The genes differentially expressed under the stress conditions were analysed
by mRNA differential display RT PCR and 34 differentially expressed transcripts
have been identified. These transcripts are having homology to molecules related to
general metabolism, photosynthesis, carotenoid synthesis, lipid synthesis, tetrapyrrole
synthesis, transporter proteins, defense signaling, genetic information processing and
unknown function or shared no apparent homology to any expressed sequences in the
GenBank/EMBL databases. A partial transcript homologue to psaB gene coding D1
protein of photosystem II has been identified for the first time in H. pluvialis. LCY
and BKT activities were found to increase under stress condition. Maximum activity
of BKT was observed in lipid globules of stress induced cultures. Pigment
composition of cell fractions revealed that chloroplast fraction is having lutein, β-
carotene and chlorophyll as pigments while lipid fraction is having β-carotene,
astaxanthin, canthaxanthin and echinenone as pigments. Under the influence of HL,
exposure of cells to nutrient deficiency enhanced carotenoid accumulation which was
further enhanced by exposure to CO2 enriched environment and/or NaCl and sodium
acetate addition. Changing the carbonate buffer in the lower compartment of 2-tier
vessel to provide constant CO2 environment was found to be efficient in enhancing
carotenoid content. Influence of phytohormones such as salicylic acid and methyl
jasmonate on pigment production and antioxidant revealed that at lower
concentrations these phytohormones could be used for elicitation of secondary
carotenoid production.
Influence of few cultural parameters and temperature treatments on
regeneration efficiency of red cysts along with changes in pigment profile and
expression of carotenogenic genes during regeneration were investigated.

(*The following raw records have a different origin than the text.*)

PR #114, opened 2024-03-08
feat(mpz-garble): add getters for thread in pool

sinui0:
This PR adds getters for the first thread in a pool, and enforces that a pool can not be empty.


th4s (approved):
:+1:

PR #115, opened 2024-03-11
Adds shared implementations for ROLE

th4s:
This PR adds `SharedROLEeProvider` and `SharedROLEeEvaluator` which offer preprocessed ROLEs and can make use of `mpz_common::sync::Mutex`


th4s:
Will be replaced by new PR.

PR #119, opened 2024-04-20
Fix AND gate unit test 

### LINKED ISSUE #118: bug(mpz-garble-core): unit test does not test 0-0 case
https://github.com/privacy-scaling-explorations/mpz/blob/eed88d141b8cc81e58ddac20abffa70fc4481d29/garble/mpz-garble-core/src/lib.rs#L100

Our AND gate unit test does not test the 0-0 input case for a gate.

caglaryucekaya:
Fixes #118


sinui0 (approved):
Thanks!

PR #122, opened 2024-04-30
refactor(mpz-ot): Normalize OT and ideal functionalities

sinui0:
This PR normalizes our OT interfaces as well as completely reimplements our ideal functionality abstraction.

Nothing here touches the security critical logic of any of the OT implementations. This is purely a clean up and testing utilities.

# Changes

- Ideal functionalities logic is now consolidated into `mpz-ot-core` instead of leaking into `mpz-ot`.
- Added an abstraction which makes it easier to implement ideal 2-party functionalities in `mpz-common`
- Every oblivious transfer call now has a `TransferId`
- Outputs for each OT functionality is now strongly typed.


crates/mpz-common/src/ideal.rs
```diff
@@ -0,0 +1,191 @@
...
+#[derive(Debug, Default)]
+struct Buffer {
+    alice: HashMap<ThreadId, (BoxAny, oneshot::Sender<BoxAny>)>,
+    bob: HashMap<ThreadId, (BoxAny, oneshot::Sender<BoxAny>)>,
+}
+
+/// The ideal functionality from the perspective of Alice.
+#[derive(Debug)]
+pub struct Alice<F> {
+    f: Arc<Mutex<F>>,
```
th4s, line 23: What exactly is `f` here? Is it potential state of the functionality? Having a look at `ideal_f2p` it seems like Alice and Bob share the same `f`. So I do not fully understand what you mean by `The ideal functionality from the perspective of ...`.

crates/mpz-ot-core/src/chou_orlandi/receiver.rs
```diff
@@ -140,10 +145,18 @@ impl Receiver<state::Setup> {
...
+            ..
         } = &mut self.state;
 
-        let SenderPayload { payload } = payload;
+        let SenderPayload { id, payload } = payload;
+
+        // Check that the transfer id matches
+        let expected_id = current_id.next();
+        if id != expected_id {
+            return Err(ReceiverError::IdMismatch(id, expected_id));
```
th4s: This is in the wrong order.
```suggestion
            return Err(ReceiverError::IdMismatch(expected_id, id));
```

crates/mpz-ot-core/src/chou_orlandi/sender.rs
```diff
@@ -124,11 +128,21 @@ impl Sender<state::Setup> {
...
-        let ReceiverPayload { blinded_choices } = receiver_payload;
+        let ReceiverPayload {
+            id,
+            blinded_choices,
+        } = receiver_payload;
+
+        // Check that the transfer id matches
+        let expected_id = current_id.next();
+        if id != expected_id {
+            return Err(SenderError::IdMismatch(id, expected_id));
```
th4s:
```suggestion
            return Err(SenderError::IdMismatch(expected_id, id));
```

crates/mpz-ot-core/src/ideal/mpcot.rs
```diff
@@ -0,0 +1,99 @@
...
+    pub fn set_delta(&mut self, delta: Block) {
+        self.delta = delta;
+    }
+
+    /// Performs the extension of MPCOT.
+    ///
+    /// # Argument
+    ///
+    /// * `alphas` - The positions in each extension.
+    /// * `n` - The length of the vector.
```
th4s, line 44: `t` is missing here.

crates/mpz-ot-core/src/ideal/spcot.rs
th4s, line 1: Is there a good reason to have SPCOT functionality implemented in batch mode, while MPCOT functionality is only a single execution?

crates/mpz-ot/src/ideal/mod.rs
```diff
@@ -2,5 +2,5 @@
 
 pub mod cot;
 pub mod ot;
-pub mod rcot;
-pub mod rot;
+// pub mod rcot;
+// pub mod rot;
```
th4s: Is this a left-over or will this be a follow-up PR?

th4s (approved):
Nice work :rocket:

What is the benefit of adding an extra encapsulation layer for the OT return types in the traits?

crates/mpz-common/src/ideal.rs
sinui0: > Is it potential state of the functionality?

Yes, its just a struct with an API for executing the functionality. They both hold a reference to it. It is "from the perspective of" because they are providing different inputs to it.

You can think of `F` as being `Fn(AliceInput, BobInput) -> (AliceOutput, BobOutput)`. The `call` method on `Alice` provides `AliceInput`, the `call` method on `Bob` provides `BobInput`.

crates/mpz-ot-core/src/ideal/spcot.rs
sinui0: I was just retrofitting what Xiang implemented. We'll probably want to refactor it at some point.

crates/mpz-ot/src/ideal/mod.rs
sinui0: woops, no these should be implemented

sinui0:
> What is the benefit of adding an extra encapsulation layer for the OT return types in the traits?

It just provides stronger typing and a way to document what each field is. It's better to have the types defined in `mpz-ot-core` and the traits in`mpz-ot` work with them

crates/mpz-ot/src/ideal/rot.rs
```diff
@@ -1,238 +1,78 @@
-//! Ideal functionality for random oblivious transfer.
+//! Ideal functionality for correlated oblivious transfer.
```
th4s:
```suggestion
//! Ideal functionality for random oblivious transfer.
```

th4s (approved):

PR #123, opened 2024-05-02
feat: generic circuit struct

brech1:
# Description

This PR aims to introduce a new generic circuit struct:

```rust
pub struct Circuit<T> {
    gates: Vec<T>,
}
```

The `Circuit` is a collection of gates. Since for the execution of these gates is important that these form a directed acyclic graph (DAG), the correct way of building this circuit is using the `CircuitBuilder`

```rust
pub struct CircuitBuilder<T>
where
    T: Component,
{
    gates: Vec<T>,
    input_map: HashMap<usize, usize>,
}
```

The `CircuitBuilder` sort the gates topologically, this means in the order they should be executed taking dependencies into account, and ensures that they form a DAG.

Here is our only constrain for the gates, they have to implement the `Component` trait, this means that we should be able to fetch their inputs and outputs. This is strictly necessary to sort the gates.

```rust
pub trait Component {
    fn get_inputs(&self) -> Vec<usize>;
    fn get_outputs(&self) -> Vec<usize>;
}
```

The `Component` is our only trait in the model module at the moment, aimed at storing defining traits.

## Example

A sample of how to use this can be found in the `tests` directory. 

```rust
let mut circuit_builder = CircuitBuilder::<BinaryGate>::new();

let gate1 = BinaryGate {
    inputs: vec![0, 1],
    output: 2,
};
let gate2 = BinaryGate {
    inputs: vec![3, 4],
    output: 5,
};

circuit_builder
    .add_gate(gate1)
    .add_gate(gate2);

let circuit = circuit_builder.build();
```


brech1:
- The binary module is just an example of how to use the generic structs with a basic binary circuit. So can be seen as temporary to review the pr or be left aside.
- The way we decide to deal with declaring inputs and outputs of the circuit, or this kind of "builder api" can shape the interface or even remove it completely. Current implementation is just a basic one to test the structure. In this point perhaps we could prioritize to make things easier to deal with `mpz` or adapt to the old structure as much as possible.

brech1:
The model has been updated with few key changes:

- Both circuit and gates can be modeled as:
  - components: blocks with inputs and outputs
  - executables: can perform external operations on memory
  
A key change is that the execution is defined externally on both, by part of an `Executor`.

This means that each structure can perform multiple operations with the same configuration.

sinui0 (commented):
I'm not sure I'm convinced of the execution abstractions here. For now I think it would be easiest to just stick to developing the `Circuit` type and have it enforce the invariants we discussed previously, eg topological sort etc. We can add execution in a follow up PR.

crates/mpz-circuits-generic/src/circuit.rs
```diff
@@ -0,0 +1,158 @@
...
+
+    /// Returns the gates.
+    pub fn gates(&self) -> &[T] {
+        &self.gates
+    }
+}
+
+/// Circuit errors.
+#[derive(Debug, Error, PartialEq, Eq)]
+pub enum CircuitError {
```
sinui0:
```suggestion
pub enum CircuitBuilderError {
```

crates/mpz-circuits-generic/src/lib.rs
```diff
@@ -0,0 +1,2 @@
+pub mod circuit;
+pub mod model;
```
sinui0: Let's make these private and export needed types

crates/mpz-circuits-generic/tests/sorting.rs
```diff
@@ -0,0 +1,188 @@
...
+        self.inputs.clone()
+    }
+
+    fn get_outputs(&self) -> Vec<usize> {
+        vec![self.output]
+    }
+}
+
+#[cfg(test)]
+mod tests {
```
sinui0, line 25: Can we add a couple test cases?

1. Unordered gates
2. Disconnected gate
3. Node ids are contiguous
4. Node ids are ordered: { input nodes } .. { output nodes }

crates/mpz-circuits-generic/src/model.rs
```diff
@@ -0,0 +1,12 @@
+//! Model module.
+//!
+//! This module contains the main traits and structures used to represent the circuits.
+
+/// A `Component` trait that represents a block with inputs and outputs.
+pub trait Component {
+    /// Returns the input node indices.
+    fn get_inputs(&self) -> Vec<usize>;
```
sinui0: We should return `impl Iterator<Item = &Node>` so that it's possible for the ids to be stack allocated, ie `[Node; 2]`, or some other data structure. Otherwise every call to this function is going to incur a heap allocation.

crates/mpz-circuits-generic/src/model.rs
sinui0, line 1: Can we add a `Node` newtype, as we currently have in `mpz-circuits`. Gives us better typing. Perhaps we should also switch it from `usize` to `u32` so the circuit isn't needlessly twice the size on 64 bit archs.

sinui0 (changes requested):
Nice, this will be a much more flexible base for our circuit models!

Some requests :pray:

crates/mpz-circuits-generic/src/model.rs
brech1: - I think that adding a `Node` type is not strictly necessary so I wouldn't implement it in the model. Don't see how much of an improvement this extra typing could provide on our level, perhaps implementers could add this layer themselves.
- The input or output is intended to be a position on a linear memory array so it will be `usize` in the end, on 64-bit architectures you'll have to complete the address to access an index.

But both are good suggestions, I could be missing something!

sinui0: > Don't see how much of an improvement this extra typing could provide on our level

It's all about the public API: What do you want to commit to? Using `usize` commits to that underlying representation, whereas a `Node(u32)` type allows us to constrain the data type and the traits which a node implements. For example why would a node implement `Add`? `usize` does. Do we want to allow it to be mutated? How might that affect certain invariants we have elsewhere? This is less an issue for private types, but this is explicitly part of the crates pub api.

> The input or output is intended to be a position on a linear memory array so it will be usize in the end

Yes it will be used to index into linear memory, but a `Vec<u32>` is half the size of a `Vec<u64>`, and hence a `Vec<Gate>` will be half the size if `Node` is backed by a `u32` instead of `u64` on 64-bit archs.

crates/mpz-circuits-generic/tests/sorting.rs
brech1: I added the disconnected gate test, but I'm confused about testing the node ids, in which way they should be contiguous or ordered? The order is based on that the gates should be ready to be processed, so node ids are not always contiguous or ordered

crates/mpz-circuits-generic/tests/sorting.rs
```diff
@@ -100,89 +78,135 @@ mod tests {
...
+            .add_gate(gate3)
+            .add_gate(disconnected_gate);
+
+        // Build circuit
+        let circuit = circuit_builder.build();
+        assert!(
+            circuit.is_ok(),
+            "Failed to build circuit: {:?}",
+            circuit.err()
+        );
```
sinui0, line 183: This should be an error, no? A circuit should not have disconnected gates

crates/mpz-circuits-generic/tests/sorting.rs
sinui0: > The order is based on that the gates should be ready to be processed

Exactly, so the node id should correspond to the gate position. For example:

```rust
assert!(gates.windows(2).map(|window| window[1].out.0 == window[0].out.0 + 1).all());
```

This asserts the nodes are ordered and contiguous.

crates/mpz-circuits-generic/src/model.rs
```diff
@@ -2,11 +2,24 @@
...
 
-    /// Returns the output node indices.
-    fn get_outputs(&self) -> Vec<usize>;
+    /// Returns an iterator over the output node indices.
+    fn get_outputs(&self) -> impl Iterator<Item = &Node<u32>>;
+}
+
+/// A circuit node, holds a generic type identifier.
+#[derive(Debug, Eq, PartialEq)]
+pub struct Node<T> {
```
sinui0: Why is this generic?

brech1:
Closing for #156

PR #124, opened 2024-05-08
refactor(mpz-circuits): binary type abstractions

sinui0:
This PR is an intermediate step towards making `mpz-circuits` generic over the field/elements it operates on.

Both `mpz-memory` and `mpz-binary-types` will be integrated into our VM abstractions and should remove a considerable amount of duplication.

Regeneration efficiency has been improved by incubating less aged cyst cells in
medium containing ammonium carbonate, 16:8 light dark cycles with light intensity
of 30 μmol m-2 s-1. During regeneration there was decrease in total astaxanthin, total
carotenoids and carotenoid to chlorophyll ratio, and increase in -carotene, lutein,
total chlorophyll and chlorophyll a to b ratio. Expression analysis of carotenogenic
genes during regeneration of H. pluvialis cysts showed these transcripts were
transiently up-regulated upon transfer to favorable conditions and later reached basal
expression levels of green motile vegetative cells. In addition, this is the first report of
detection of carotenogenic gene transcripts in red cysts and their differential
expression during regeneration. It is evident from the results that acetate has a role in
regulation of both carotenogenic and photosynthetic gene expression. The results
from the present studies will be helpful in understanding the regulation of
carotenogenesis and metabolic engineering of carotenoid pathway.